• EXERCISE DESCRIPTION
Scan the entries for the string "method" and give the number of lines that have it, nothing further.

• DATA SECTION
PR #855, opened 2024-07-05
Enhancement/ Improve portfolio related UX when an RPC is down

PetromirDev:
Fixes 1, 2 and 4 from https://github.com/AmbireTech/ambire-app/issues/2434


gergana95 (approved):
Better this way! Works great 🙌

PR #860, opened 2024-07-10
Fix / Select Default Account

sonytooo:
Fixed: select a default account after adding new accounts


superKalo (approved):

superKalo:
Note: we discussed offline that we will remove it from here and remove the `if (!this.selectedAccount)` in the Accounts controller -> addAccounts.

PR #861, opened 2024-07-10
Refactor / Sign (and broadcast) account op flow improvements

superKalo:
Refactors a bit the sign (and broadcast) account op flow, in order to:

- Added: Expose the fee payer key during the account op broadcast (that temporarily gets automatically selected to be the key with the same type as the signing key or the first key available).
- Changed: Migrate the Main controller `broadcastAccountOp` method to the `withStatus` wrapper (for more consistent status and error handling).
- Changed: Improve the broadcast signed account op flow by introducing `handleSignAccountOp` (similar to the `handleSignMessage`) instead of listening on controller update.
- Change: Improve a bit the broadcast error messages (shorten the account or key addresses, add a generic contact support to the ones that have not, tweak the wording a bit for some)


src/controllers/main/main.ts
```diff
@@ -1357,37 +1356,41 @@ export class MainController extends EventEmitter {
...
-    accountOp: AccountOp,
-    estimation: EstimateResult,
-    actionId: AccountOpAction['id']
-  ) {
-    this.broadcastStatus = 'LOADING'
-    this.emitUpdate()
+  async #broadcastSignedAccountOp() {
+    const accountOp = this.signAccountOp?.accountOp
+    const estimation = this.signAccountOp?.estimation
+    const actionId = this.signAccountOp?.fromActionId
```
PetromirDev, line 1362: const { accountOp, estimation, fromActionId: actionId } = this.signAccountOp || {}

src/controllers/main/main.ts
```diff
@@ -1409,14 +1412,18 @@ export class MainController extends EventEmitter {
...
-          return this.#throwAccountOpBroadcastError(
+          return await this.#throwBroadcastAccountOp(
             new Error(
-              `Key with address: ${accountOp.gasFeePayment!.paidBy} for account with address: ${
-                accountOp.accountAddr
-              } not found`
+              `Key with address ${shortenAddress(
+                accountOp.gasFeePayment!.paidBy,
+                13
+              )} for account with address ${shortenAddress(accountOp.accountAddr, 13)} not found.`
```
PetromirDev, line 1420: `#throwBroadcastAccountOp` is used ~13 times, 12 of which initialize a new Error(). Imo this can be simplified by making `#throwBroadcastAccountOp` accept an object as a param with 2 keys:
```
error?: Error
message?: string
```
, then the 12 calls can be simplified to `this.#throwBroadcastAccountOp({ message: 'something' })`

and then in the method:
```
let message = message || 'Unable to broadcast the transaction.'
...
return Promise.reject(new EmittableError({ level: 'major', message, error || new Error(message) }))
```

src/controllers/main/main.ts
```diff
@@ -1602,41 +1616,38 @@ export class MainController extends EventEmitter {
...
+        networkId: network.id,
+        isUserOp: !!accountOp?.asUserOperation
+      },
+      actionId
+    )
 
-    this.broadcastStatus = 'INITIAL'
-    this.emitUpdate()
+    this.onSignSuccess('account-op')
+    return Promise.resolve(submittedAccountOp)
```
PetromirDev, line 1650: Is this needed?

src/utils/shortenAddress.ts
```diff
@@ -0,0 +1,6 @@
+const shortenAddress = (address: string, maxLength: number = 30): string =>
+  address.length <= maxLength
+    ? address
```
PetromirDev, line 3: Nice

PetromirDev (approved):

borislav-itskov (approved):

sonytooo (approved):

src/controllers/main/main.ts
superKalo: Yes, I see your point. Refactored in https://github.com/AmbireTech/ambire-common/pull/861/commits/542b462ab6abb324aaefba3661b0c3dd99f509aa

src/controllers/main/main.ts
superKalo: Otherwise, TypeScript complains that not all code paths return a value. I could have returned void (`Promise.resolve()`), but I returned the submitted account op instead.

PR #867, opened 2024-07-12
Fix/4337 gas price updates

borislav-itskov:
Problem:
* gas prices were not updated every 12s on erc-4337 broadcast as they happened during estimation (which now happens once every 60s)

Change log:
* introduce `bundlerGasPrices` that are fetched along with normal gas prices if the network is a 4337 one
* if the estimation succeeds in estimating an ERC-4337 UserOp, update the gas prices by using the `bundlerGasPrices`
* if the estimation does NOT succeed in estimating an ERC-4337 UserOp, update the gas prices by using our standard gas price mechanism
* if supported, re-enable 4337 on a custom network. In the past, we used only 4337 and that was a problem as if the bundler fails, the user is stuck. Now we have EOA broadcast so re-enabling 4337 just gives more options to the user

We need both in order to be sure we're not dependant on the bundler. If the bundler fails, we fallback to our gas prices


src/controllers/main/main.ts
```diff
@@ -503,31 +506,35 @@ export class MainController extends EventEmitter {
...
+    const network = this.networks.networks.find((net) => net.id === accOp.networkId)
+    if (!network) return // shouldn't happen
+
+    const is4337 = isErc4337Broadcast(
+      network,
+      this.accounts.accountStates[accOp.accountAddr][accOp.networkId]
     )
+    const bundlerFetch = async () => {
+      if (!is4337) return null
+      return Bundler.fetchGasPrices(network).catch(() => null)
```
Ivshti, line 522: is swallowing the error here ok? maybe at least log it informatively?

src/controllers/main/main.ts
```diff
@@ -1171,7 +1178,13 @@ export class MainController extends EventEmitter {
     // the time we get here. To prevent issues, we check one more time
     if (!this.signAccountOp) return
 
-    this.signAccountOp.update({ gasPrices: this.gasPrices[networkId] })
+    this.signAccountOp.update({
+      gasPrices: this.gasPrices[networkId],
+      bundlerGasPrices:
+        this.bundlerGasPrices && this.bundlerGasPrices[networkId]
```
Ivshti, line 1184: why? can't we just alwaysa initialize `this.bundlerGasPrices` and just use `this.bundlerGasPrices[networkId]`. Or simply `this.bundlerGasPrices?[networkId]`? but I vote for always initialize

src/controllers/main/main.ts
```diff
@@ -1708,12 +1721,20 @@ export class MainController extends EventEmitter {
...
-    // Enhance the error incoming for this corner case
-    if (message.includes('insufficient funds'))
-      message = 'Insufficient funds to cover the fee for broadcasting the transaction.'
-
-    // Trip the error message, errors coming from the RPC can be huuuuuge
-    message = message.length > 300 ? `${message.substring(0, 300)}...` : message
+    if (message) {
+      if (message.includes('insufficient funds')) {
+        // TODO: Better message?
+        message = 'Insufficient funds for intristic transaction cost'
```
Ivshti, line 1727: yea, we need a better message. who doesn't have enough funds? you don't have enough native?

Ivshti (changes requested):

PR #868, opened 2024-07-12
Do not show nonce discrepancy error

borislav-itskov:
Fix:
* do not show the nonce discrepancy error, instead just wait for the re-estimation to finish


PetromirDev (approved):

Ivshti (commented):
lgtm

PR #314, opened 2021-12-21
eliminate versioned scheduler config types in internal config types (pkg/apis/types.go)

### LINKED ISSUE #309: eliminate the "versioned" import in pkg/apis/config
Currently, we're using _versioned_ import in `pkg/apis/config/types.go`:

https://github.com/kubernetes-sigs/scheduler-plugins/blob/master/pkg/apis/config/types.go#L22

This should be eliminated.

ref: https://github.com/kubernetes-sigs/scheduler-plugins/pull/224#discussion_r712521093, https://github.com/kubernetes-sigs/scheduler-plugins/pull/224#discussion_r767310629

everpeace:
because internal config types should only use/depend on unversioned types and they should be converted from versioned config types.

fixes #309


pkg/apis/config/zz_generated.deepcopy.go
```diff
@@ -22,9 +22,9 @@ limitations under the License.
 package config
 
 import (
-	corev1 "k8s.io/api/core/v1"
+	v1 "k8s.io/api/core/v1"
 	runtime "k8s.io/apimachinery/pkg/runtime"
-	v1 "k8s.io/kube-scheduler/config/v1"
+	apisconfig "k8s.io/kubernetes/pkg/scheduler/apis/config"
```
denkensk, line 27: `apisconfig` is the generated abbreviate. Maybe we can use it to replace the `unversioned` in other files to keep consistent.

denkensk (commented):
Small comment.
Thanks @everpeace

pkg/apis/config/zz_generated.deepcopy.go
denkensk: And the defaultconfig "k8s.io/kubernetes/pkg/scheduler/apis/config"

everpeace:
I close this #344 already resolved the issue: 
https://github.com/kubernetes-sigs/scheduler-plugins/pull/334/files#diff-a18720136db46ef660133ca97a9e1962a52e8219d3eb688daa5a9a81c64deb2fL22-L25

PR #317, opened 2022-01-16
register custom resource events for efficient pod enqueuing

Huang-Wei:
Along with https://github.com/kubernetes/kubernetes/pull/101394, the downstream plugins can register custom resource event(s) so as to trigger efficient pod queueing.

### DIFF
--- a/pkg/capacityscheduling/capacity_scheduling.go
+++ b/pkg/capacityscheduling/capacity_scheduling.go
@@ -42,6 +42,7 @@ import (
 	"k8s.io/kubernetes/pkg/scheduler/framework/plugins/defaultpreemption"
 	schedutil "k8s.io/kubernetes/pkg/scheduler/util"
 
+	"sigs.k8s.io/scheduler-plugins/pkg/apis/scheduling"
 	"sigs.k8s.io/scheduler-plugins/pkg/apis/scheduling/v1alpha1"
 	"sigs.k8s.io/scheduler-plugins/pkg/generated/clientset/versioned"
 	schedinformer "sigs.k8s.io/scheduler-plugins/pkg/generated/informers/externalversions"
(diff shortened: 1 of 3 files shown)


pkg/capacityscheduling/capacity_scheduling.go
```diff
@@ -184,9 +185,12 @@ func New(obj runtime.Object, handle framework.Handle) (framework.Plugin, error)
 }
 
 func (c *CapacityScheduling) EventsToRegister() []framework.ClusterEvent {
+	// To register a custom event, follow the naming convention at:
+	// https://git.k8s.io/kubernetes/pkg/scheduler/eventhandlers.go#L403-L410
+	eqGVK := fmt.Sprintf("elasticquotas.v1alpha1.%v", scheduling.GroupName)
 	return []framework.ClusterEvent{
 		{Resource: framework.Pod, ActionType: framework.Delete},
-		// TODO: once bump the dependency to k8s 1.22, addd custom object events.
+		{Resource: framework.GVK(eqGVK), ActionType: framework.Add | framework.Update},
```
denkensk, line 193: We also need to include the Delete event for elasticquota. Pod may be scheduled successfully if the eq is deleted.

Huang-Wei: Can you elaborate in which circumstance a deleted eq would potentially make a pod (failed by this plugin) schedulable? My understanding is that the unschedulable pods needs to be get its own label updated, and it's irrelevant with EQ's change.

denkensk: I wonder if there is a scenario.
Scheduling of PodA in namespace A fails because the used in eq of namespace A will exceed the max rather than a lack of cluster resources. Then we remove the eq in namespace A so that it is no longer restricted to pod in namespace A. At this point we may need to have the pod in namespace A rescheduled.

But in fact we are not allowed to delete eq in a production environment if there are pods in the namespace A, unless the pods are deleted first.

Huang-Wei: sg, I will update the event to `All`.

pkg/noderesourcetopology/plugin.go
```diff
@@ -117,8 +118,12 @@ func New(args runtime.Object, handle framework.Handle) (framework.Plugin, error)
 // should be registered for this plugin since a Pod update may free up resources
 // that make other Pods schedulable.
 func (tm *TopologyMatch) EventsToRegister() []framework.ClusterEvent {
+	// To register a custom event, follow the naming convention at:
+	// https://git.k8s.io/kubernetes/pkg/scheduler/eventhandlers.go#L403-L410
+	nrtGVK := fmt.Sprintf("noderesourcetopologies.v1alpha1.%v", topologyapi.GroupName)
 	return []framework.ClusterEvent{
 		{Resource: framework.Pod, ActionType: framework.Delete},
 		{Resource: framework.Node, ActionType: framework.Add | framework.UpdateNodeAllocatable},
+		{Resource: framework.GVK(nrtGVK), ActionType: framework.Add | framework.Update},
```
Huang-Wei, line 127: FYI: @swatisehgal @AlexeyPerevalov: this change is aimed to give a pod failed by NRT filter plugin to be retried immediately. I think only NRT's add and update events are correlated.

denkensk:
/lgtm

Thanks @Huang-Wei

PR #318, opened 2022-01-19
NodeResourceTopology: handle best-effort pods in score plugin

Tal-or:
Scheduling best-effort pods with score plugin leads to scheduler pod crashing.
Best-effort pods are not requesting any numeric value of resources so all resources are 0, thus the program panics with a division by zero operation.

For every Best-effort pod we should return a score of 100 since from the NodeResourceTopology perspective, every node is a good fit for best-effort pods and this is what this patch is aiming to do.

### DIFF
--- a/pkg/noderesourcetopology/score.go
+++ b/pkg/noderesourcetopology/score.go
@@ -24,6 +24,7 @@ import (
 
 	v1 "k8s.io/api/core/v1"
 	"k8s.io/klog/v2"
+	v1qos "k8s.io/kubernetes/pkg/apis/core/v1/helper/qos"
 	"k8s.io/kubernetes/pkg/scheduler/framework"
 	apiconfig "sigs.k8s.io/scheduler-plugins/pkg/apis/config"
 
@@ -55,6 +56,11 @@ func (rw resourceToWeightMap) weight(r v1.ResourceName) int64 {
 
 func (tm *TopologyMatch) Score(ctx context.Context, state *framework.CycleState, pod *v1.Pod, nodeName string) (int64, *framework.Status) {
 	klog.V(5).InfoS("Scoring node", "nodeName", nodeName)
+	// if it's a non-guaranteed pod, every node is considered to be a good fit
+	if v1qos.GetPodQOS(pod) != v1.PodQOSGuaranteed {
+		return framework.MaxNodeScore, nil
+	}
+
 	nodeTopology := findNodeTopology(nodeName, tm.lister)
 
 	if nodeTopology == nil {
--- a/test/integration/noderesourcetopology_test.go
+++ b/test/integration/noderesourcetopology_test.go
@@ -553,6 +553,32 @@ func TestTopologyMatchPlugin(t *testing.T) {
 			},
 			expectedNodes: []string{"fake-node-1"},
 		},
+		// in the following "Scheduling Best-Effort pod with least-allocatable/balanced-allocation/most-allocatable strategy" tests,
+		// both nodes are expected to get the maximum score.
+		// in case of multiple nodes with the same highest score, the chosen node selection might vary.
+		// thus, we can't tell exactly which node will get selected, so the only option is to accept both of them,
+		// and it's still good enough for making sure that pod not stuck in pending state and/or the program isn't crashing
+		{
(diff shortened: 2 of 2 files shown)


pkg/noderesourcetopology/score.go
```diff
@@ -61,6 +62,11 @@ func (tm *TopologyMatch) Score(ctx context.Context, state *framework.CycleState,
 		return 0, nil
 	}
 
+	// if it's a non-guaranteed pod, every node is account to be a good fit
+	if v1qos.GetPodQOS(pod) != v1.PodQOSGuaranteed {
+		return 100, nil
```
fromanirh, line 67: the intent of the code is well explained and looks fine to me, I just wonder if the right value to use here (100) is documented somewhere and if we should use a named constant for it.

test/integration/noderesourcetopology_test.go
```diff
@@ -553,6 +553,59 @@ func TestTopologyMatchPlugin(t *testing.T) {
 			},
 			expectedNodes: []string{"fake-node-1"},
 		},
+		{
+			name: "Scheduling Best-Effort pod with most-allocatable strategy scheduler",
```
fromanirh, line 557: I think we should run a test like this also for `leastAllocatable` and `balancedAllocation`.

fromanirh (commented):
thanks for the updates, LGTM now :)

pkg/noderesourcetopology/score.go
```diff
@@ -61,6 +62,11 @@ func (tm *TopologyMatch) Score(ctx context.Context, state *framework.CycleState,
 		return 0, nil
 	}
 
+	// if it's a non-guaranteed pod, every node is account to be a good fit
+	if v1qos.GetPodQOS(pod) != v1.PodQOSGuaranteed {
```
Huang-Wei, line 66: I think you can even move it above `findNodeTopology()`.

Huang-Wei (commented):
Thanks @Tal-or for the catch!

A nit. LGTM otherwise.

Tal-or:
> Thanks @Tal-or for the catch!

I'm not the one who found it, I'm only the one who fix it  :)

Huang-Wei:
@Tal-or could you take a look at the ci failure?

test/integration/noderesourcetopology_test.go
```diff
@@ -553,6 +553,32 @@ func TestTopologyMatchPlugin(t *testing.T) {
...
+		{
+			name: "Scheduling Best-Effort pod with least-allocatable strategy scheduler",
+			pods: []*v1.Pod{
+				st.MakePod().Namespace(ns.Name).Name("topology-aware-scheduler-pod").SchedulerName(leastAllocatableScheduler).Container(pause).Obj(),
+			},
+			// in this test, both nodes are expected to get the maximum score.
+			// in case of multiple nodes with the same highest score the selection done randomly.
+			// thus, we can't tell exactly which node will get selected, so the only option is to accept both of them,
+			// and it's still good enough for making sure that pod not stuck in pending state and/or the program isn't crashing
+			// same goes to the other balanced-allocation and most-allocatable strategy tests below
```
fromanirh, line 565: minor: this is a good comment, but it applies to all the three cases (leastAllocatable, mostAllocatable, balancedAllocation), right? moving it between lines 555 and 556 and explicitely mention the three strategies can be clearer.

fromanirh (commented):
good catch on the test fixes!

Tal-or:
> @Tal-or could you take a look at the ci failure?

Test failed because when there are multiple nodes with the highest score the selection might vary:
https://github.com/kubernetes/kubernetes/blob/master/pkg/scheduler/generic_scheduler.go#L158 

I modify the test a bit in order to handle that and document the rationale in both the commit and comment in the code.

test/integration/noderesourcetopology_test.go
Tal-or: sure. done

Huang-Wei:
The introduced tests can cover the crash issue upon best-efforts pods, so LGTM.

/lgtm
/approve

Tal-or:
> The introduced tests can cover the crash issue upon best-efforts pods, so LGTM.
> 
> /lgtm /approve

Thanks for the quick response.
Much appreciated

• FINISHED TASK
2